── TASK INPUT ──

Issue #891, opened 2021-08-18
Cross-region deploy made difficult when using Elastic CI stack


toothbrush:
Hey folks, we've just adopted this Elastic CI stack instead of our legacy/hand-built one, and it mostly is working well!

We ran into a surprising issue though, when attempting to do a cross-region deploy.  The situation is that we rely on `AWS_DEFAULT_REGION` to point deploy commands at the right target (that's probably not the best, but bear with me, legacy decisions that are now in many repos all over the place 🤷).

One of our pipelines looks roughly as follows – commands such as `aws` inside the Makefile rely on `AWS_DEFAULT_REGION` pointing where we want to deploy things:

```yaml
steps:
  - name: us-east-1
    command: make deploy-app
    env:
      AWS_DEFAULT_REGION: 'us-east-1'
      KUBERNETES_DEPLOY_TARGET: 'https://kubernetes-production.us-east-1.our.domain'
    agents:
      queue: deploy-prod

  - name: us-west-2
    command: make deploy-app
    env:
      AWS_DEFAULT_REGION: 'us-west-2'
      KUBERNETES_DEPLOY_TARGET: 'https://kubernetes-production.us-west-2.our.domain'
    agents:
      queue: deploy-prod
```

However, when the steps run i see that in both cases, `AWS_DEFAULT_REGION == us-east-1` – that's where our Buildkite agents run.

I suspect this code is running and somehow overriding the `env:` block of our `pipeline.yml`, but there must surely be a way to allow overriding some of these variables?  

https://github.com/buildkite/elastic-ci-stack-for-aws/blob/368a03a14b51a44a87af733a96cc193c7b10a3eb/templates/aws-stack.yml#L981-L985

I've currently made a workaround for one of our repositories, but this feels like quite a footgun – if i set a value in the pipeline's `env:` block, i expect it to be respected in the executed steps.

cc: @novatan-rb @jonhiggs

toothbrush:
I've just double-checked using a small repro:

```yaml
steps:
  - name: us-east-1
    command: env
    env:
      TEST_FOO: bar
      AWS_DEFAULT_REGION: us-east-1

  - name: us-west-2
    command: env
    env:
      TEST_FOO: baz
      AWS_DEFAULT_REGION: us-west-2
```

Concentrating on the `us-west-2` step, if i look at the "Environment" tab of the step, it looks as expected:

[...]

PR #892, opened 2021-08-20
Don't clobber user's env vars.

toothbrush:
This change makes a start at addressing the issue raised in https://github.com/buildkite/elastic-ci-stack-for-aws/issues/891 - where a user sets an environment variable in their pipeline config but it unexpectedly gets clobbered by Buildkite's defaults, which are determined at AMI-build-time.

We introduce a helper function, `set_unless_present`, which will raise a warning if a variable it wants to set already exists, and leave it alone.


toothbrush:
I hoped to write this stuff in a more POSIX-compliant way, but it seemed as if the cleanest way was to use a number of Bash-isms instead (`if [[ -v ...`, `declare`, and in particular `${!var}`).  It seems this script is only intended to run in Bash, but i wanted to flag that.

packer/linux/conf/bin/bk-install-elastic-stack.sh
```diff
@@ -37,16 +37,46 @@ PLUGINS_ENABLED=()
...
+	# using an env: block in their pipeline.yml.  This little helper is sets the environment variables
+	# buildkite-agent and plugins expect, except if a user want to override them, for example to do a
+	# deployment to a region other than where the Buildkite agent lives.
+	function set_unless_present() {
+	    local target=$1
+	    local value=$2
+
+	    if [[ -v "${target}" ]]; then
+	        echo "^^^ +++"
+	        echo "⚠️ ${target} already set, NOT overriding! (current value: \"${!target}\")"
```
toothbrush, line 59:
```suggestion
	        echo "⚠️ ${target} modified by user, NOT modifying! (current value: \"${!target}\")"
```

I'm not 100% sure what's clearest here.  Perhaps you folks can shed light on what would be most obvious to the user.

keithduncan: I think I like the "set" and "overriding" language here.

I would like to include _where_ it has already been set from. We can’t deduce where it’s from with 100% certainty because by the time the bootstrap and by extension the environment hook runs it could be inherited from the agent’s process environment or set by the Buildkite Step / Job environment as in your case 🤔 Maybe we just need to call out both:

```suggestion
	        echo "⚠️ ${target} already set, NOT overriding! (current value \"${!target}\", set by Buildkite Step env configuration or inherited from the buildkite-agent process environment)"
```

packer/linux/conf/bin/bk-install-elastic-stack.sh
```diff
@@ -37,16 +37,46 @@ PLUGINS_ENABLED=()
...
+	}
+EOF
+
+# Step 2: Populate the default variable values.  This time, we append to the file, and allow
+# variable substitution.
+cat << EOF >> /var/lib/buildkite-agent/cfn-env
+
+set_unless_present "AWS_DEFAULT_REGION" "$AWS_REGION"
+set_unless_present "AWS_REGION" "$AWS_REGION"
+set_unless_present "BUILDKITE_AGENTS_PER_INSTANCE" "$BUILDKITE_AGENTS_PER_INSTANCE"
```
keithduncan, line 73: I think we should only apply the `set_unless_present` function to the AWS environment variables above ☝️ 

These others are more a description of the stack you find yourself in rather than a configurable option that changes the behaviour of your job, e.g. setting `BUILDKITE_AGENTS_PER_INSTANCE` doesn’t spawn more agents, setting `DOCKER_VERSION` doesn’t route the Docker CLI commands to a second install etc

What do you think? 😄

keithduncan:
Thank you so much for this pull request @toothbrush! I’m excited to get this merged for you 😄

packer/linux/conf/bin/bk-install-elastic-stack.sh
toothbrush: Yes!  Good point.  I was just mechanistically replacing-all, without thinking much about the role of the various variables.  I'll update as you suggest.

packer/linux/conf/bin/bk-install-elastic-stack.sh
toothbrush: Yeah, the uncertainty of "where this value comes from" is why i wanted input 👍 Will update the copy!

packer/linux/conf/bin/bk-install-elastic-stack.sh
toothbrush: Would you say the same for `PLUGINS_ENABLED` and `BUILDKITE_ECR_POLICY`, they're both more a statement of fact than a tweakable knob?

packer/windows/conf/bin/bk-install-elastic-stack.ps1
```diff
@@ -36,16 +36,50 @@ If ($Env:ECR_PLUGIN_ENABLED -eq "true") { $PLUGINS_ENABLED += "ecr" }
...
+    local value=$2
+
+    echo "export ${target}=\"${value}\""
+    declare -gx "${target}=${value}"
+}
+'@
+
+Add-Content -Path C:\buildkite-agent\cfn-env -Value @"
+
+set_always         "BUILDKITE_AGENTS_PER_INSTANCE" "$Env:BUILDKITE_AGENTS_PER_INSTANCE"
```
toothbrush, line 74: Right, i've reversed the behaviour again, and now i'm clobbering all variables _except_ `AWS_*`, as you suggested.

Initially i just went back to the original `export A=B` style, but it occurred to me that now, there's a regression: folks will stop seeing that particular variables have been set, because i removed the `cat ~/cfn-env` call... I thought about reinstating that, but figured a small helper function that simply echoes and sets the variable couldn't hurt...

If you think this is too much crazy complexity and magic, i'm happy to remove that.  I do like the way the code reads exactly like a human would explain what's happening..?

toothbrush: The other worry i had was alphabetisation.. 😅 I guess it doesn't matter whether i sort these lines as they are, or by target variable.  I should probably chill out.

keithduncan: > If you think this is too much crazy complexity and magic, i'm happy to remove that. I do like the way the code reads exactly like a human would explain what's happening..?

I love it! Nicely self documenting the expected behaviour of each variable 🙌

keithduncan (approved):

keithduncan:
Thank you for those changes, I’m going to do some branch deploy testing of my own before merging this but should get it into `master` shortly and into the end of month August tag release :bow:

toothbrush:
> Thank you for those changes, I’m going to do some branch deploy testing of my own before merging this but should get it into `master` shortly and into the end of month August tag release 🙇

Awesome, thanks so much for the super quick responses and helping me out with my niche issue! 🙌

keithduncan:
I’ve done some sight verification on how this will change the embedded [plugins](https://github.com/buildkite/elastic-ci-stack-for-aws/tree/master/plugins).

The [secrets](https://github.com/buildkite/elastic-ci-stack-for-aws/blob/368a03a14b51a44a87af733a96cc193c7b10a3eb/packer/linux/conf/buildkite-agent/hooks/environment#L64-L69) plug-in uses the `AWS_DEFAULT_REGION` [variable](https://github.com/buildkite/elastic-ci-stack-s3-secrets-hooks/blob/922b375a124b6620bdac362341b107dc56bdb8f8/s3secrets-helper/s3/s3.go#L30-L39) to [discover](https://github.com/buildkite/elastic-ci-stack-s3-secrets-hooks/blob/922b375a124b6620bdac362341b107dc56bdb8f8/s3secrets-helper/s3/s3.go#L43-L47) which region hosts the secrets bucket. This is a multi-region fix I applied recently. This changeset will change which region is used to discover the bucket region, which I think is fine.

The [ECR Login](https://github.com/buildkite/elastic-ci-stack-for-aws/blob/368a03a14b51a44a87af733a96cc193c7b10a3eb/packer/linux/conf/buildkite-agent/hooks/environment#L71-L81) plug-in also uses the `AWS_DEFAULT_REGION` variable if the more specific plug-in level variable [isn’t set](https://github.com/buildkite-plugins/ecr-buildkite-plugin/blob/838688cee14e8db5b1d1eaaab4316a40b757745a/hooks/environment#L128). With this changeset applied, if you set the `AWS_DEFAULT_REGION` variable in your job env that will change which regional registry is signed in to, where before it would have been the in-region registry. That is reasonably significant, though as before it’s a behaviour you opt-in to by setting the variable in your job env. Additionally, both now and with this change applied the registry region can be configured by setting `BUILDKITE_PLUGIN_ECR_REGION` either in your job env or by appending it to `~/cfn-env` in your bootstrap script.

The docker login plugin appears unaffected.

PR #903, opened 2021-09-03
Install qemu and binfmt hooks

### LINKED ISSUE #799: Multi-arch support
ARM support is becoming available almost everywhere, but the almost is taking a while. It's possible to make adoption easier by adding transparent multi-arch support, so that running foreign binaries on linux works transparently. There's a great guide for how to do this with qemu, and it seems to be what tools like Docker for Mac are doing under the hood:

https://www.stereolabs.com/docs/docker/building-arm-container-on-x86/

These steps require a reboot, which makes them impractical to run in a bootstrap script. Should we ship qemu and binfmt support within the elastic stack? This would be great for the arm64 images at least, where this problem is most painful.

The instructions are, roughly:

```
yum install qemu-user qemu-*-static qemu-kvm-tools qemu-kvm virt-install libvirt libvirt-python libguestfs-tools-c qemu-system-aarch64 glib2-devel pixman-devel -y
wget https://raw.githubusercontent.com/qemu/qemu/master/scripts/qemu-binfmt-conf.sh
wget https://raw.githubusercontent.com/multiarch/qemu-user-static/master/containers/latest/register.sh
chmod +x qemu-binfmt-conf.sh register.sh
sed -i "s/ \\/qemu-binfmt-conf\\.sh/ .\\/qemu-binfmt-conf.sh/" register.sh
```

There's some supporting documentation here:

https://github.com/multiarch/qemu-user-static

keithduncan:
Allow `docker buildx` to run emulation so we can build arm64 images on amd64 machines.

Fixes #799

### DIFF
--- a/packer/linux/scripts/install-docker.sh
+++ b/packer/linux/scripts/install-docker.sh
@@ -82,3 +82,10 @@ esac
 sudo curl --location --fail --silent --output "${DOCKER_CLI_DIR}/docker-buildx" "https://github.com/docker/buildx/releases/download/v${DOCKER_BUILDX_VERSION}/buildx-v${DOCKER_BUILDX_VERSION}.linux-${BUILDX_ARCH}"
 sudo chmod +x "${DOCKER_CLI_DIR}/docker-buildx"
 docker buildx version
+
+echo "Installing qemu..."
+sudo yum install -y qemu qemu-user-static
+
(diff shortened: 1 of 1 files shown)


keithduncan:
This appears to be working nicely, the use of it in https://github.com/buildkite/agent/pull/1502 appears trickier than first expected though.

PR #911, opened 2021-09-08
Enable experimental docker cli in the environment hook

### LINKED ISSUE #798: Bug: Have to add DOCKER_CLI_EXPERIMENTAL to get docker manifests pushed

keithduncan:
Save the value of the `EnableDockerExperimental` parameter in `~/cfn-env` for the environment hook to use. In the environment hook, set `$DOCKER_CONFIG/config.json` `.experimental="enabled"`.

Fixes #798


packer/linux/conf/buildkite-agent/hooks/environment
```diff
@@ -10,6 +10,11 @@ BUILDKITE_DOCKER_CONFIG_TEMP_DIRECTORY=$(mktemp -d)
 export BUILDKITE_DOCKER_CONFIG_TEMP_DIRECTORY
 export DOCKER_CONFIG="$BUILDKITE_DOCKER_CONFIG_TEMP_DIRECTORY"
 
+if [ "${BUILDKITE_DOCKER_EXPERIMENTAL:-false}" = "true" ]
+then
+  cat <<< "$(jq '.experimental="enabled"' "${DOCKER_CONFIG}/config.json")" > "${DOCKER_CONFIG}/config.json"
```
keithduncan, line 15: This pattern is used [elsewhere](https://github.com/buildkite/elastic-ci-stack-for-aws/blob/95d49a50a3d80f24e55eb758281602dc8ef3c418/packer/linux/conf/bin/bk-configure-docker.sh#L13) in the codebase without issue.

Knowing about the truncation issue I was curious whether this would work when writing it. I’ve confirmed that the multiple edits in the above link are preserved, that the former edit isn’t truncated to zero and overwritten by the latter edit.

I’d like to confirm why this is working before moving ahead with a `#shellcheck disable=SC2094`

keithduncan: This pattern seems to come from this long standing issue `https://github.com/stedolan/jq/issues/105#issuecomment-437363987` in jq asking for edit in place.

keithduncan: I reckon this must be fine because it is redirects in a single command which bash processes in order rather than redirects in separate commands in a pipeline which are processed in parallel and race.

PR #915, opened 2021-09-09
Quote additional sudo permissions

christophermaier:
Commands specified in a sudoers file can be simple commands, or they
can be commands and arguments. Thus,
`BUILDKITE_ADDITIONAL_SUDO_PERMISSIONS` can be expected to contain
spaces, and should be quoted.

Without quotes, anything after the space is taken to be a separate
command to be invoked, which will often give you a non-functional
instance (at least as far as interacting with Buildkite is concerned).

A workaround is to manually escape any spaces.

Signed-off-by: Christopher Maier <chris@graplsecurity.com>


christophermaier:
Withdrawing in favor of my coworker's patch in #916

PR #920, opened 2021-09-14
fix: support MaxInstanceLifetime for rotating out old agents

jessebye:
Adds support for configuring `MaxInstanceLifetime` on the ASG. See also:
- https://docs.aws.amazon.com/AWSCloudFormation/latest/UserGuide/aws-properties-as-group.html#cfn-as-group-maxinstancelifetime
- https://docs.aws.amazon.com/autoscaling/ec2/userguide/asg-max-instance-lifetime.html

We would like to use this to ensure no Buildkite agent lives for longer than 24h. This helps prevent some issues we've experienced with long-lived agents, such as disks filling up.

### DIFF
--- a/templates/aws-stack.yml
+++ b/templates/aws-stack.yml
@@ -234,6 +234,11 @@ Parameters:
     Type: Number
     Default: 0
 
+  MaxInstanceLifetime:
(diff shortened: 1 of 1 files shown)


jessebye:
Oops, didn't see that this PR already existed: https://github.com/buildkite/elastic-ci-stack-for-aws/pull/839

PR #921, opened 2021-09-15
add base ami choice to packer json and Makefiles

stvhawes:


Makefile
```diff
@@ -82,13 +82,17 @@ packer-linux-amd64.output: $(PACKER_LINUX_FILES)
...
+		-e SOURCE_AMI_NAME_FILTER \
+		-e SOURCE_AMI_OWNER \
 		-e PACKER_LOG \
 		-v ${HOME}/.aws:/root/.aws \
 		-v "$(PWD):/src" \
 		--rm \
 		-w /src/packer/linux \
 		hashicorp/packer:$(PACKER_VERSION) build -timestamp-ui -var 'region=$(AWS_REGION)' \
 			-var 'arch=x86_64' -var 'goarch=amd64' -var 'instance_type=$(AMD64_INSTANCE_TYPE)' \
+			-var 'source_ami_name_filter=$(SOURCE_AMI_NAME_FILTER)' \
```
keithduncan, line 94: Does this override the default value from the `variables` section with an empty string if the environment variable isn’t set?

keithduncan (commented):
Thank you for opening this pull request @stvhawes!

Customising the stack’s source AMI for the Packer build isn’t a customisation I had considered but I think it’s a nice feature I’m keen to support.

I’ve got one question ☝️ on the ergonomics of using this to ensure existing automation that invokes `make packer` continues to work but otherwise I support it in principle.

───

■ WHAT THE TASK ASKS
Search the entries above for the string "human". Copy each line in which it appears.

■ RESULT OF THIS TASK
If you think this is too much crazy complexity and magic, i'm happy to remove that.  I do like the way the code reads exactly like a human would explain what's happening..?
keithduncan: > If you think this is too much crazy complexity and magic, i'm happy to remove that. I do like the way the code reads exactly like a human would explain what's happening..?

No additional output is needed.